松沢呉一のビバノン・ライフ

小池百合子が好きなじいちゃんとそれをたしなめるじいちゃん—男の名前・女の名前[14]-(松沢呉一)

潜在的エゴティズムは好悪の感情のみならず生き方までを規定する可能性—男の名前・女の名前[13]」の続きです。

 

 

 

露出の多い人に投票し、自分に似た名前の人に投票する

 

vivanon_sentence一週間ほど前のこと。銭湯の脱衣場で「オレは小池百合子が好きなんだよ」と言うじいちゃんがいて、それに対して、他のじいちゃんが「あの女は●●●●だぞ」とたしなめていたので笑いました。伏字部分には「経歴詐称」ではない言葉が入ります。昔から言われていることで、じいちゃんは見てきたように、あるいは自身が体験したかのように自信満々でしたが、私は根拠を持っていないので、ここには書けないです。

●●●●が事実であっても、それもまた才能のうちであって、それより経歴詐称疑惑の方が問題だと私は思うのですが、あれだけコロナで露出をすると単純接触効果で投票する人が出てきてしまうのです。小池百合子はそこも計算しているであろう点はたいしたもんですよ。支持はしないけど、その点は評価せざるを得ない。

「私は写真映りが悪いんです」と言いたがる人がよくいて、第三者から見ると、「まんまよく撮れているけどなあ」と思ったりするわけですが、まんまよく撮れているから、鏡で見慣れている自分とは違っていて、違うからよく撮れていないと感じるってことなのだとも思えます(「人間は自分が大好き—男の名前・女の名前[11]」で紹介した実験を参照のこと)。

SNSで自分の写真をよく見るし、自撮りでもよく見るので、昨今は相当に修正がなされていましょうが、現実とずれていても「自分である」と認識しているものと近いものを好む。

ここまで見てきた実験結果から言えば、小池百合子の政策を支持できないはずの人でも、名前に類似性のある人は好感を抱くことがあるのは不思議ではない。現実の小池百合子と違う、自分に近い小池百合子を見てしまうのです。じいちゃんに名前を聞けばよかった。

こうして、さまざまな実験に目を通すことによって、女っぽい名前より男っぽい名前の方が裁判官として出世する現象は起こりえるかもしれないと私は思うようになってます。完全に合致するような実験までは見出せてませんが、これを成立させる道筋は組み立てられそうです。以下やっていくとします。

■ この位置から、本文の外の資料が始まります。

PR #243, opened 2016-09-13
Add clock exercise

tejasbubane:
Need your thoughts on the APIs. Most object oriented languages tend to store `minutes` in object state. I used plain data transformations.

### DIFF
--- a/config.json
+++ b/config.json
@@ -65,7 +65,8 @@
     "dot-dsl",
     "custom-set",
     "forth",
-    "pangram"
+    "pangram",
+    "clock"
   ],
   "exercises": [
     {
@@ -440,6 +441,17 @@
       "topics": [
         "Strings",
         "Enumerations"
+      ]
+    },
+    {
+      "slug": "clock",
+      "difficulty": 1,
+      "topics": [
+        "Protocols",
+        "Structs",
+        "Logic",
+        "Transforming",
+        "Integers"
       ]
     }
   ],
--- a/exercises/clock/clock.exs
+++ b/exercises/clock/clock.exs
@@ -1,0 +1,28 @@
+defmodule Clock do
+  defstruct hour: 0, minute: 0
+
+  @doc """
+  Returns a string representation of a clock:
+
+      iex> Clock.new(8, 9) |> to_string
+      "08:09"
+  """
+  @spec new(integer, integer) :: Clock
+  def new(hour, minute) do
+  end
+
+  @doc """
+  Adds two clock times:
+
+      iex> Clock.add(10, 0) |> Clock.add(3) |> to_string
+      "10:03"
+  """
+  @spec add(Clock, integer) :: Clock
+  def add(%Clock{hour: hour, minute: minute}, add_minute) do
+  end
+
+  defimpl String.Chars, for: Clock do
+    def to_string(%Clock{hour: hour, minute: minute}) do
+    end
+  end
+end
--- a/exercises/clock/clock_test.exs
+++ b/exercises/clock/clock_test.exs
@@ -1,0 +1,266 @@
+if !System.get_env("EXERCISM_TEST_EXAMPLES") do
+  Code.load_file("clock.exs", __DIR__)
+end
+
+ExUnit.start
+ExUnit.configure exclude: :pending, trace: true
+
+defmodule ClockTest do
+  use ExUnit.Case
+
+  describe "create" do
+    # @tag :pending
+    test "on the hour" do
+      assert Clock.new(8, 0) |> to_string == "08:00"
+    end
+
+    @tag :pending
+    test "past the hour" do
+      assert Clock.new(11, 9) |> to_string == "11:09"
+    end
+
+    @tag :pending
+    test "midnight is zero hours" do
+      assert Clock.new(24, 0) |> to_string == "00:00"
+    end
+
+    @tag :pending
+    test "hour rolls over" do
+      assert Clock.new(25, 0) |> to_string == "01:00"
+    end
+
+    @tag :pending
+    test "hour rolls over continuously" do
+      assert Clock.new(100, 0) |> to_string == "04:00"
+    end
+
+    @tag :pending
+    test "sixty minutes is next hour" do
+      assert Clock.new(1, 60) |> to_string == "02:00"
+    end
+
+    @tag :pending
+    test "minutes roll over" do
+      assert Clock.new(0, 160) |> to_string == "02:40"
+    end
+
+    @tag :pending
+    test "minutes roll over continuously" do
+      assert Clock.new(0, 1723) |> to_string == "04:43"
+    end
+
+    @tag :pending
+    test "hour and minutes roll over" do
+      assert Clock.new(25, 160) |> to_string == "03:40"
+    end
+
+    @tag :pending
+    test "hour and minutes roll over continuously" do
+      assert Clock.new(201, 3001) |> to_string == "11:01"
+    end
+
+    @tag :pending
+    test "hour and minutes roll over to exactly midnight" do
+      assert Clock.new(72, 8640) |> to_string == "00:00"
+    end
+
+    @tag :pending
+    test "negative hour" do
+      assert Clock.new(-1, 15) |> to_string == "23:15"
+    end
+
+    @tag :pending
+    test "negative hour rolls over" do
+      assert Clock.new(-25, 0) |> to_string == "23:00"
+    end
+
+    @tag :pending
+    test "negative hour rolls over continuously" do
+      assert Clock.new(-91, 0) |> to_string == "05:00"
+    end
+
+    @tag :pending
+    test "negative minutes" do
+      assert Clock.new(1, -40) |> to_string == "00:20"
+    end
+
+    @tag :pending
+    test "negative minutes roll over" do
+      assert Clock.new(1, -160) |> to_string == "22:20"
+    end
+
+    @tag :pending
+    test "negative minutes roll over continuously" do
+      assert Clock.new(1, -4820) |> to_string == "16:40"
+    end
+
+    @tag :pending
+    test "negative hour and minutes roll over" do
+      assert Clock.new(-25, -160) |> to_string == "20:20"
+    end
+
+    @tag :pending
+    test "negative hour and minutes roll over continuously" do
+      assert Clock.new(-121, -5810) |> to_string == "22:10"
+    end
+  end
+
+  describe "add" do
+    @tag :pending
+    test "add minutes" do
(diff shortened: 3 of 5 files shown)


dalexj:
take a look at maybe the bowling exercise to get a feel of the API of the module: https://github.com/exercism/xelixir/blob/master/exercises/bowling/bowling_test.exs

I'd suggest having something like this:

```elixir
clock = Clock.new(hour, minutes)
clock = Clock.add(clock, more_minutes)
"3:15" == Clock.to_s(clock) # possible way of checking this
```

martinsvalin:
I agree, a `Clock` struct, with a `new` function for creating clocks would be better.

I'd also suggest implementing the `String.Chars` protocol, instead of `Clock.to_s`. Afaik no other exercise implements it, and I think this could be a good exercise to expose people to protocols.

```
Clock.new(hour, minute) |> Clock.add(more_minutes) |> to_string
```

Reads quite nicely, imho.

parkerl:
I would prefer `start` to `new` but I agree with that design. I find that `Something.new` tends to lead those new to Elixir to think in terms of objects. (Raises eyebrow at several stdlib functions 😁) 

@martinsvalin can you help explain how we might gracefully lead the user into implementing that protocol? Just call it out explicitly in the first test?

@tejasbubane thanks for the great start!

martinsvalin:
@parkerl - I agree, `Something.new` leads the OOP programmer to think of objects, but it's pretty common in Elixir's standard library as well for structs that should be constructed with a helper function, instead of a raw `%Something(foo: "foo")` etc. The new Calendar structs use `new`, for example.

Naming the function `start` could lead someone to believe it starts a process.

As to leading someone to implement a protocol…

If you try to do string conversion on a struct that doesn't implement `String.Chars`, you'll get a relevant error, so that helps:

```
iex> to_string Clock.new(0,0)
** (Protocol.UndefinedError) protocol String.Chars not implemented for %Clock{hour: 0, minute: 0}
```

So a plain `assert to_string(Clock.new(0,0)) == "00:00"` would at least give a reasonably actionable failure message.

If we wanted to have a more helpful, guiding test failure message, since this might be the first time someone even heard of Elixir protocols, you could control the error message like this:

```
test "to_string" do
  try do
    to_string(Clock.new(0,0))
  rescue
    Protocol.UndefinedError ->
        refute(true, "Can't convert Clock to string.\n" <>
          "Hint: implement the String.Chars protocol for Clock.\n" <>
          "http://elixir-lang.org/getting-started/protocols.html\n" <>
          "http://elixir-lang.org/docs/stable/elixir/String.Chars.html")
  end
end
```

tejasbubane:
> guiding test failure message, since this might be the first time someone even heard of Elixir protocols, you could control the error message

This would be of great help for beginners 👍  
Should we also give a stub for protocol like just like we give it for all public API methods?

```elixir
defimpl String.Chars, for: Clock do
  def to_string(%Clock{hr: hr, min: min}) do
  end
end
```

martinsvalin:
Oh right. We usually have stubs for functions we expect them to implement. Yes, we should have that, and I think maybe the stub and the default error message `… protocol String.Chars not implemented for …` is enough.

But we could go the extra mile with the `try … rescue` test.

config.json
```diff
@@ -441,6 +442,16 @@
...
       ]
+    },
+    {
+      "slug": "clock",
+      "difficulty": 1,
+      "topics": [
+        "Logic",
+        "Transforming",
+        "Tuples",
+        "Integers"
```
parkerl: Add protocols

exercises/clock/clock.exs
```diff
@@ -0,0 +1,28 @@
+defmodule Clock do
+  defstruct hr: 0, min: 0
+
+  @doc """
+  Returns a string representation of a clock:
+
+      iex> Clock.new(8, 9) |> to_s
```
parkerl: `to_s` should be `to_string` I believe.

exercises/clock/clock.exs
```diff
@@ -0,0 +1,28 @@
...
+      "08:09"
+  """
+  @spec new(integer, integer) :: Clock
+  def new(hr, min) do
+  end
+
+  @doc """
+  Adds two clock times:
+
+      iex> Clock.add(10, 0, 3) |> to_s
```
parkerl: This example needs updating and `to_s` should be `to_string` I believe.

exercises/clock/clock.exs
```diff
@@ -0,0 +1,28 @@
+defmodule Clock do
+  defstruct hr: 0, min: 0
```
parkerl: Would you mind fully spelling out `hour` and `minute` as in done in the new `Calendar` module?

tejasbubane:
Thanks for your suggestions everyone! I have made the changes accordingly. New APis seem to be much better than the previous implementation. Loved the fact that using structs completely eliminated the need to test equality. Just using plain old `==` works now! 😄 

@martinsvalin Using just `defimpl` stub for now and I think this and the default error should be sufficient. 

PS: I had to disable `protocol_consolidation` for `mix test` to pass.

exercises/clock/clock.exs
```diff
@@ -0,0 +1,28 @@
...
+  Adds two clock times:
+
+      iex> Clock.add(10, 0, 3) |> to_s
+      "10:03"
+  """
+  @spec add(Clock, integer) :: Clock
+  def add(%Clock{hr: hr, min: min}, add_min) do
+  end
+
+  defimpl String.Chars, for: Clock do
```
parkerl: Ok, by stubbing out `String.Chars` we have done all the hard work for the user. However, does this give the introduction to protocols we are looking for? We no longer get the protocol not implemented error.

exercises/clock/clock_test.exs
```diff
@@ -0,0 +1,266 @@
...
+      assert Clock.new(5, 32) |> Clock.add(-1500) |> to_string == "04:32"
+    end
+
+    @tag :pending
+    test "subtract more than two days" do
+      assert Clock.new(2, 20) |> Clock.add(-3000) |> to_string == "00:20"
+    end
+  end
+
+  describe "equal?" do
```
parkerl: since you are not implementing an `equal?` function this describe should be renamed. `describe '=='`

parkerl:
@tejasbubane I think this is looking great! 

@martinsvalin `new` seems good in this instance where the user is required to use a struct due to the protocol implementation.

exercises/clock/clock.exs
tejasbubane: Ahh, the ruby muscle memory 😄

exercises/clock/clock.exs
tejasbubane: Hmm right. This does not give that error we were looking for. I guess I should remove the stub and go the rescue way giving explicit message to the user.

parkerl:
Lets see what others feel first?

exercises/clock/clock.exs
```diff
@@ -0,0 +1,28 @@
...
+
+      iex> Clock.add(10, 0) |> Clock.add(3) |> to_string
+      "10:03"
+  """
+  @spec add(Clock, integer) :: Clock
+  def add(%Clock{hour: hour, minute: minute}, add_minute) do
+  end
+
+  defimpl String.Chars, for: Clock do
+    def to_string(%Clock{hour: hour, minute: minute}) do
```
tejasbubane: I am in double minds regarding the usage of `struct` everywhere in the stub file. 
I think we should not influence the thinking of users towards usage of `struct` since this is an implementation detail. The problem can be implemented using some other data structure (eg. tuples) and maybe someone might come up with a much more elegant solution without the use of struct.

parkerl: I like your thinking and normally would totally agree. However the protocol forces the use of a struct so we might as well document it as such.

tejasbubane: @parkerl `Protocol` does not force to use a `struct`. One can always implement the protocol on some other built-in data type (which I don't think is a good practice in this case but can be done). 
Here is an example of using `tuple` instead of `struct` keeping the public API exactly the same: https://gist.github.com/tejasbubane/9e7ae3253756edf093dbc98b4e8e65ff
All the test-cases pass without any change.

parkerl:
Hey all, can we get some feedback regarding the stubbing out of the protocol? Should it already be there for the user to simply fill in or is it a better experience to have to stumble through implementing it completely?

martinsvalin:
Good catch, that the mere presence of the stub removes the failure message that drives the implementation of the protocol. I'm leaning towards removing the stub, to drive home the test-driven aspect and to have people learn a little about protocols.

It makes the exercise a bit harder, especially since it breaks the norm of having stubs. Perhaps that is an argument for the try-rescue style error, with additional pointers to the protocol docs. Personally, that is what I would prefer: no stub, but a helpful message.

parkerl:
@tejasbubane let's pull off the stub and go with the try/catch test. Thanks.

exercises/clock/clock.exs
lpil: What is the reason for using `to_string`? This seems like it should be `Clock.format` or similar to me.

martinsvalin: @lpil - Using the String.Chars protocol to give a string representation of a data structure is very common in the Elixir standard library, and generally a good thing to learn about. We did a quick review of other exercises in this track, and found that nowhere did we teach protocols. So it seemed appropriate.

exercises/clock/clock.exs
```diff
@@ -0,0 +1,28 @@
+defmodule Clock do
+  defstruct hour: 0, minute: 0
+
+  @doc """
+  Returns a string representation of a clock:
+
+      iex> Clock.new(8, 9) |> to_string
+      "08:09"
+  """
+  @spec new(integer, integer) :: Clock
```
devonestes: I'm not 100% sure this typespec is valid without defining a type for this module - is it? I'd be happy to see `Clock.t`, but I could also just be wrong on this. I just haven't seen this type of syntax in the standard library, so it struck me as something we might want to look at further.

NobbZ: This spec is totally valid, but it fixes the return value to the atom `:"Elixir.Clock"`.

devonestes: Ahh, yeah, that's kind of what I was saying... @tejasbubane - want to take a swing at implementing at type for this module so these typespecs are doing what we expect them to do?

parkerl:
@tejasbubane any chance you have time to finish this one off? We'd love to merge it.

parkerl:
Thanks. :tada: Merging in order to update.

tejasbubane:
Ahh damn, I missed out on this one. I should open a new PR to fix this.

@parkerl I fear this exercise would get served to users if the submodule in [x-api](https://github.com/exercism/x-api) gets updated.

飯田 健、松林哲也、大村華子政治行動論 — 有権者は政治を変えられるのか』 何を根拠に人は投票するのかについてぼんやりとはわかっていたつもりでも、改めて考えたことはなかったので、なんか読んだ方がよさそう。この本がいいのかどうかわからないけれど。

 

 

政治意識の男女の偏在

 

vivanon_sentenceここまで書いてきたような単純接触効果や潜在的エゴティズムと直接関わるものではないながら、前田幸男「投票行動の理論と日本政治研究 : 社会的影響仮説 を素材に」は、「社会環境が個人の決定にどう影響するのか」を考える上で大いに参考になりました。

この一文は投票行動の研究を時系列に概説した内容で、何にどう影響されて人は投票するのかってことを見ることができます。

前回見たようにメディアによる影響も大きく左右します。さらには家族・友人・知人・隣人・同僚といった人的環境が大いに関わっています。小池百合子が好きでも、たしなめる知人がいると考え方を変える人も出てきます。

政治的心情としてはA党を支持しているはずの人が、周辺の人に頼まれたり、影響を受けたりしてB党に投票を変更することがあるのは実感しやすいところです。

また、A党を支持する人が、同様の考え方をする人と多く接することでA党の支持を強固にすることも実感しやすい。SNSはこの点でも作用しましょう。